*Exercise*.
Set down the entries below once more, precisely as they stand.

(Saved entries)
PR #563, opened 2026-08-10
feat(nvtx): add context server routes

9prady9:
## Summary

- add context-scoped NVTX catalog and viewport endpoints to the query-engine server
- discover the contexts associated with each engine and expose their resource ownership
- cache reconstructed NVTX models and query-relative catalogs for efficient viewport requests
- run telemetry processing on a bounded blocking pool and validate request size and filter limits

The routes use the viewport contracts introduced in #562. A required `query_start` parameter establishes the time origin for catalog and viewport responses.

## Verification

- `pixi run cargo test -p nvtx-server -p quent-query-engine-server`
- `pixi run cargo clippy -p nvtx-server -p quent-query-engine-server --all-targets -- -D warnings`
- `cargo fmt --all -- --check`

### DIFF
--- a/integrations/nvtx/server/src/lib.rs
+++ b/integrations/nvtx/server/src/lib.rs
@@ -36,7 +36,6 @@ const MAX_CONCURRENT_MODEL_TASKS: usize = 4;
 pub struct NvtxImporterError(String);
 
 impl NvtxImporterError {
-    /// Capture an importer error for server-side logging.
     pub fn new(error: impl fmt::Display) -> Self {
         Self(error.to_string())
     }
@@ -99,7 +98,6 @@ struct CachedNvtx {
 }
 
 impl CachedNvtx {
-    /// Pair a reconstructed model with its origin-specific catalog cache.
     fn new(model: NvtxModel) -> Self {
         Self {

*Solution for this exercise*.
PR #563, opened 2026-08-10
feat(nvtx): add context server routes

9prady9:
## Summary

- add context-scoped NVTX catalog and viewport endpoints to the query-engine server
- discover the contexts associated with each engine and expose their resource ownership
- cache reconstructed NVTX models and query-relative catalogs for efficient viewport requests
- run telemetry processing on a bounded blocking pool and validate request size and filter limits

The routes use the viewport contracts introduced in #562. A required `query_start` parameter establishes the time origin for catalog and viewport responses.

## Verification

- `pixi run cargo test -p nvtx-server -p quent-query-engine-server`
- `pixi run cargo clippy -p nvtx-server -p quent-query-engine-server --all-targets -- -D warnings`
- `cargo fmt --all -- --check`

### DIFF
--- a/integrations/nvtx/server/src/lib.rs
+++ b/integrations/nvtx/server/src/lib.rs
@@ -36,7 +36,6 @@ const MAX_CONCURRENT_MODEL_TASKS: usize = 4;
 pub struct NvtxImporterError(String);
 
 impl NvtxImporterError {
-    /// Capture an importer error for server-side logging.
     pub fn new(error: impl fmt::Display) -> Self {
         Self(error.to_string())
     }
@@ -99,7 +98,6 @@ struct CachedNvtx {
 }
 
 impl CachedNvtx {
-    /// Pair a reconstructed model with its origin-specific catalog cache.
     fn new(model: NvtxModel) -> Self {
         Self {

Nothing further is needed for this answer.